Une des astuces, au bowling, n’est pas de viser directement les quilles, mais
de lancer en direction des flèches dessinées sur la piste. Il est bon de garder
cela à l’esprit lorsque l’on cherche à s’approprier une habitude. Pourquoi ?
Raisons des difficultés à prendre une bonne habitude : la somme totale
d’efforts
Penser à la somme totale d’efforts à fournir pour parvenir à un but risque de
vous faire baisser les bras. Pour avoir 10 000 euros sur son compte en
banque, il est important de faire preuve de patience et de collecter des billets
de 10 ou 100 euros. Mais lorsque l’on rencontre quelqu’un qui les possède
déjà, l’idée de commencer par mettre 10 ou 100 euros de côté nous paraît
ridicule. Parler avec une personne bilingue en anglais nous pousse à maudire
notre environnement et apprendre un mot de plus peut nous paraître alors
totalement insignifiant. De nombreuses start-up évoquent leurs projets sur les
réseaux sociaux, et l’écart entre celui qui vient de monter son affaire et le
niveau d’avancement des autres peut sembler insurmontable.

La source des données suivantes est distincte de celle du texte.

PR #567, opened 2023-11-29
ObjectManipulator's ManipulationLogic observes XRSocketInteractor

### LINKED ISSUE #492: [FEATURE REQUEST] ObjectManipulator observes XRSocketInteractor selection as expected.

whebertML:
* Modifies ManipulationLogic for position and rotation to properly observe XRSocketInteractor.
* Turns off object smoothing when selected by XRSocketInteractor.
* Also observes XRRayInteractor forceGrab property for position, moving the object to the ray interactor's force grab attach transform.

Resolves #492

### DIFF
--- a/org.mixedrealitytoolkit.spatialmanipulation/ObjectManipulator/MoveLogics/ManipulationLogic.cs
+++ b/org.mixedrealitytoolkit.spatialmanipulation/ObjectManipulator/MoveLogics/ManipulationLogic.cs
@@ -23,6 +23,16 @@ namespace MixedReality.Toolkit.SpatialManipulation
         protected int NumInteractors { get; private set; }
 
         /// <summary>
+        /// Whether the object is selected by a singular <see cref="XRSocketInteractor"/>.
+        /// </summary>
+        protected bool SelectedBySocket { get; private set; }
+
+        /// <summary>
+        /// Whether the object is force grabbed by a singular <see cref="XRRayInteractor"/>.
+        /// </summary>
+        protected bool ForceGrabbed { get; private set; }
+
+        /// <summary>
         /// Setup the manipulation logic. Called automatically by Update if the number of interactor points has changed.
         /// </summary>
         /// <param name="interactors">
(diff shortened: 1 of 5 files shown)


david-c-kline (dismissed):
Approved pending unit test success :smile:

AMollis (approved):

whebertML:
Unit tests added.

AMollis (approved):

anonymous2585:
@whebertML thank you for this improvement!

I tested it and it works but the option "Hover Socket Snapping" is not observed by the ObjectManipulator when it is set to `true`: the object don't snap to the socket attach position before user release select.

Can you check if you have the same behaviour and open another issue if confirmed?

whebertML:
@anonymous2585   Thank you for testing the feature!

I believe the MRTK3 project itself is still only dependent on XRI version 2.3.0, which doesn't yet contain the `Hover Socket Snapping` property of `XRSocketInteractor`.  Not sure when that was introduces (XRI 2.5.2?), but such a feature could be added when the project upgrades it's dependency on a newer XRI I would think.

anonymous2585:
@whebertML You are right! I didn't noticed [Hover Socket Snapping was added only in XRI 2.5.0](https://docs.unity3d.com/Packages/com.unity.xr.interaction.toolkit@2.5/changelog/CHANGELOG.html#250---2023-08-17)
> Added snap transformations to XRSocketInteractor on hover.

Yes, we use XRI 2.5.2.

Maybe it's feasible to support it when the installed XRI package is `>= 2.5.0`?

whebertML:
@anonymous2585 Definitely technical possibly of course.  Please feel free to add a feature request and it will be discussed.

Penser à la somme totale d’efforts nécessaires pour parvenir à votre but fera
s’envoler votre détermination dans l’instant.
Le plus important, donc, est de ne pas se laisser démoraliser par les échecs.
Rappelez-vous le test du marshmallow : on ne peut réussir à patienter quand
on est triste. Il est plus difficile d’attendre la récompense différée lorsque l’on
a le moral à zéro. Ne tombez pas dans ce piège qui vous entraînera
immanquablement dans un cercle vicieux.
On appelle biais de négativité le phénomène qui consiste à accorder plus de
valeur, à surestimer, à prendre davantage en compte ce qui est négatif. C’est
pourquoi nous avons parfois tendance à nous focaliser sur les échecs. Dans le
cas des habitudes, il est important de regarder celles que vous avez déjà
réussi à acquérir.
Seiko Yamaguchi, adepte du minimalisme, recommande de penser, lorsque
l’on voit sa maison en désordre, qu’il s’agit là du signe que l’on travaille
tellement dur que le ménage en pâtit. Souvenez-vous : c’est la méthode
employée, la responsable de votre échec, et non vous-même.
Le sevrage du sucre
Cela faisait trois semaines que je n’avais pas mangé de sucreries quand, en
voyant les petits pains moelleux et fourrés à la crème ou les choux à la
Chantilly exposés dans la vitrine d’une boulangerie… je n’ai rien pensé.
J’avais faim, mais cette démonstration de sucre à l’excès m’a, au contraire,
un peu écœuré. Les pâtisseries japonaises sont peu sucrées, et réputées à
l’étranger pour cette raison : la sensation qui m’a alors envahi se rapprochait
probablement de celle que peut avoir un Japonais qui goûte pour la première
fois une pâtisserie occidentale.
Autrefois, j’aurais eu besoin de toute la force de ma volonté pour résister à
mon envie de les dévorer. Comme les circuits neuronaux avides de sucreries
semblent désormais endormis, je ne suis plus tenté. Ça a été la preuve que
j’avais complètement « décroché ».
« Qui vivra verra », et c’est exactement cela. On ne peut établir le nombre
de jours nécessaires pour prendre une habitude. Mais le moment où on
découvre la réponse à cette question, l’habitude est déjà en place.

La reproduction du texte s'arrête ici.